(Data to use begins)

PR #5722, opened 2022-08-26
CBG-2305: Implemented functions for suspending and unsuspending databases

IsaacLambat:
CBG-2305

- Added new functions on the ServerContext for suspending and unsuspending a database
- Changed to `getDatabase`to try to unsuspend the database first, before attempting to find the config in the buckets (which is cached when running in serverless).
- Added new function to fetch configs from the buckets on CBS and will cache them. By default, this will refresh the dbConfigs if it's older than a second when called. This is customisable through the config option `FetchConfigsTTL`.
- Added testing for this
- Fixed persistent config testing by setting default group ID
- Added db level option `suspendable` to indicate if a database can be suspended or not. Defaults to true if running in serverless mode

## Pre-review checklist

- [x] `xattrs=true` https://jenkins.sgwdev.com/job/SyncGateway-Integration/831/

### DIFF
--- a/rest/config.go
+++ b/rest/config.go
@@ -63,7 +63,7 @@ const (
 
 	DefaultUseTLSServer = true
 
-	DefaultFetchConfigsTTL = time.Second
+	DefaultMinConfigFetchInterval = time.Second
 )
 
 // Bucket configuration elements - used by db, index
@@ -1342,6 +1342,18 @@ func (sc *ServerContext) fetchAndLoadConfigs(ctx context.Context, isInitialStart
 	return sc._applyConfigs(ctx, fetchedConfigs, isInitialStartup), nil
 }
 
+// fetchAndLoadDatabaseSince refreshes all dbConfigs if they where last fetched past the refreshInterval. It then returns found if
+// the fetched configs contain the dbName.
+func (sc *ServerContext) fetchAndLoadDatabaseSince(ctx context.Context, dbName string, refreshInterval *base.ConfigDuration) (found bool, err error) {
+	configs, err := sc.fetchConfigsSince(ctx, sc.config.Unsupported.Serverless.MinConfigFetchInterval)
+	if err != nil {
+		return false, err
+	}
+
+	found = configs[dbName] != nil
+	return found, nil
+}
+
 func (sc *ServerContext) fetchAndLoadDatabase(ctx context.Context, dbName string) (found bool, err error) {
 	sc.lock.Lock()
 	defer sc.lock.Unlock()
@@ -1426,16 +1438,16 @@ func (sc *ServerContext) fetchDatabase(ctx context.Context, dbName string) (foun
 	return false, nil, nil
 }
 
-// fetchConfigsWithTTL returns database configs from the server context. These configs are refreshed before returning if
-// they are older than the duration set in the FetchConfigsTTL startup config option.
-func (sc *ServerContext) fetchConfigsWithTTL() (dbNameConfigs map[string]*DatabaseConfig, err error) {
-	ttl := DefaultFetchConfigsTTL
-	if sc.config.Unsupported.Serverless.FetchConfigsTTL != nil {
-		ttl = sc.config.Unsupported.Serverless.FetchConfigsTTL.Value()
+// fetchConfigsSince returns database configs from the server context. These configs are refreshed before returning if
+// they are older than the refreshInterval. The refreshInterval defaults to DefaultMinConfigFetchInterval if nil.
+func (sc *ServerContext) fetchConfigsSince(ctx context.Context, refreshInterval *base.ConfigDuration) (dbNameConfigs map[string]*DatabaseConfig, err error) {
+	minInterval := DefaultMinConfigFetchInterval
+	if refreshInterval != nil {
+		minInterval = refreshInterval.Value()
 	}
 
-	if sc.fetchConfigsLastUpdate.IsZero() || time.Now().Sub(sc.fetchConfigsLastUpdate) > ttl {
-		_, err = sc.fetchAndLoadConfigs(false)
+	if sc.fetchConfigsLastUpdate.IsZero() || time.Since(sc.fetchConfigsLastUpdate) > minInterval {
+		_, err = sc.fetchAndLoadConfigs(ctx, false)
 		if err != nil {
 			return nil, err
 		}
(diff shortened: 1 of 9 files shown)


adamcfraser (commented):
Looking at the changes here, I'm wondering if it would be a better approach to leverage the existing dbConfigs, instead of introducing an additional collection of DatabaseConfig on the server context - can discuss further offline.

rest/config.go
```diff
@@ -1427,6 +1431,25 @@ func (sc *ServerContext) fetchDatabase(dbName string) (found bool, dbConfig *Dat
...
 
+// fetchConfigsWithTTL returns database configs from the server context. These configs are refreshed before returning if
+// they are older than the duration set in the FetchConfigsTTL startup config option.
+func (sc *ServerContext) fetchConfigsWithTTL() (dbNameConfigs map[string]*DatabaseConfig, err error) {
+	ttl := DefaultFetchConfigsTTL
+	if sc.config.Unsupported.Serverless.FetchConfigsTTL != nil {
+		ttl = sc.config.Unsupported.Serverless.FetchConfigsTTL.Value()
+	}
+
+	if sc.fetchConfigsLastUpdate.IsZero() || time.Now().Sub(sc.fetchConfigsLastUpdate) > ttl {
```
adamcfraser: I think using `time.Since(sc.fetchConfigsLastUpdate) > ttl)` would simplify this, and also use the common case optimization for time.Now() inside Since.

rest/config.go
```diff
@@ -61,6 +62,8 @@ const (
 	DefaultNumIndexReplicas = uint(1)
 
 	DefaultUseTLSServer = true
+
+	DefaultFetchConfigsTTL = time.Second
```
adamcfraser: I don't think TTL is the right terminology for this - I specifically associate time-to-live with expiry functionality, and don't think it's equivalent to event frequency.  I might call this DefaultMaxConfigFetchFrequency or DefaultMinConfigFetchInterval.

rest/server_context.go
```diff
@@ -203,19 +206,29 @@ func (sc *ServerContext) GetDatabase(name string) (*db.DatabaseContext, error) {
...
+	}
+
+	// database not loaded, fallback to fetching it from cluster
 	if sc.bootstrapContext.connection != nil {
-		sc.lock.Lock()
-		defer sc.lock.Unlock()
-		// database not loaded, go look for it in the cluster
-		found, err := sc._fetchAndLoadDatabase(name)
+		if sc.config.IsServerless() {
+			_, err = sc.fetchConfigsWithTTL()
```
adamcfraser: The existing fallback on line 221 is only loading a single db by name.  Can we do the same in the serverless case?

rest/server_context.go
```diff
@@ -1036,6 +1049,88 @@ func (sc *ServerContext) _removeDatabase(dbName string) bool {
...
+}
+func (sc *ServerContext) _unsuspendDatabase(dbName string) (*db.DatabaseContext, error) {
+	dbCtx := sc.databases_[dbName]
+	if dbCtx != nil {
+		return dbCtx, nil
+	}
+
+	// Check if database is in dbConfigs so no need to search through buckets
+	if dbConfig, ok := sc.dbConfigs[dbName]; ok {
+		if !base.BoolDefault(dbConfig.Suspendable, sc.config.IsServerless()) {
```
adamcfraser, line 1097: I don't think we should be doing a check on suspendable when unsuspending?  Seems like we should be using this flag to prevent it getting into a suspended state, but if it somehow ends up in that state we shouldn't block it coming online.

rest/server_context.go
adamcfraser: Assuming yes, we should restore the 'found' handling to avoid locking if fetch wasn't successful.

rest/server_context.go
```diff
@@ -1036,6 +1049,88 @@ func (sc *ServerContext) _removeDatabase(dbName string) bool {
...
+		return ErrSuspendingDisallowed
+	}
+
+	bucket := dbCtx.Bucket.GetName()
+	base.InfofCtx(context.TODO(), base.KeyAll, "Suspending db %q (bucket %q)", base.MD(dbName), base.MD(bucket))
+
+	if !sc._unloadDatabase(dbName) {
+		return base.ErrNotFound
+	}
+	delete(sc.bucketDbName, bucket)
```
adamcfraser: Should unloadDatabase be removing the entry from sc.bucketDbName?  I'm wary of having a set of parallel storage that callers need to remember to clean up (and that need to get refactored when we have collections support)

rest/server_context.go
```diff
@@ -1036,6 +1049,88 @@ func (sc *ServerContext) _removeDatabase(dbName string) bool {
...
+	return nil
+}
+
+func (sc *ServerContext) unsuspendDatabase(dbName string) (*db.DatabaseContext, error) {
+	sc.lock.Lock()
+	defer sc.lock.Unlock()
+
+	return sc._unsuspendDatabase(dbName)
+}
+func (sc *ServerContext) _unsuspendDatabase(dbName string) (*db.DatabaseContext, error) {
```
adamcfraser: It looks like the only callers of _unsuspendDatabase and _suspendDatabase are the locking versions.  If the non-locking versions aren't needed otherwise, we can remove.

adamcfraser (changes requested):

rest/server_context.go
IsaacLambat: As discussed, I no longer remove this entry in the map so duplicate databases cannot be made in the bucket while a database is suspended. Plus the changes that will happen due to collections.

rest/config.go
```diff
@@ -1423,6 +1439,25 @@ func (sc *ServerContext) fetchDatabase(ctx context.Context, dbName string) (foun
...
 
+// fetchConfigsSince returns database configs from the server context. These configs are refreshed before returning if
+// they are older than the refreshInterval. The refreshInterval defaults to DefaultMinConfigFetchInterval if nil.
+func (sc *ServerContext) fetchConfigsSince(ctx context.Context, refreshInterval *base.ConfigDuration) (dbNameConfigs map[string]*DatabaseConfig, err error) {
+	minInterval := DefaultMinConfigFetchInterval
+	if refreshInterval != nil {
+		minInterval = refreshInterval.Value()
+	}
+
+	if sc.fetchConfigsLastUpdate.IsZero() || time.Since(sc.fetchConfigsLastUpdate) > minInterval {
```
adamcfraser: I don't think you need the IsZero check if you're using time.Since?

rest/server_context.go
IsaacLambat: ~~These are used in CBG-2306~~ No longer used in CBG-2306

adamcfraser (commented):
One small suggestion - otherwise looks good.

adamcfraser (approved):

(Data to use ends)

**Aim of the exercise**
Take the stretch of lines above from the one containing "-func (sc *ServerContext)" through the one containing "err = sc.fetchAndLoadConfigs(false)" and repeat it exactly, adding no other line.

**Expected answer**
-func (sc *ServerContext) fetchConfigsWithTTL() (dbNameConfigs map[string]*DatabaseConfig, err error) {
-	ttl := DefaultFetchConfigsTTL
-	if sc.config.Unsupported.Serverless.FetchConfigsTTL != nil {
-		ttl = sc.config.Unsupported.Serverless.FetchConfigsTTL.Value()
+// fetchConfigsSince returns database configs from the server context. These configs are refreshed before returning if
+// they are older than the refreshInterval. The refreshInterval defaults to DefaultMinConfigFetchInterval if nil.
+func (sc *ServerContext) fetchConfigsSince(ctx context.Context, refreshInterval *base.ConfigDuration) (dbNameConfigs map[string]*DatabaseConfig, err error) {
+	minInterval := DefaultMinConfigFetchInterval
+	if refreshInterval != nil {
+		minInterval = refreshInterval.Value()
 	}
 
-	if sc.fetchConfigsLastUpdate.IsZero() || time.Now().Sub(sc.fetchConfigsLastUpdate) > ttl {
-		_, err = sc.fetchAndLoadConfigs(false)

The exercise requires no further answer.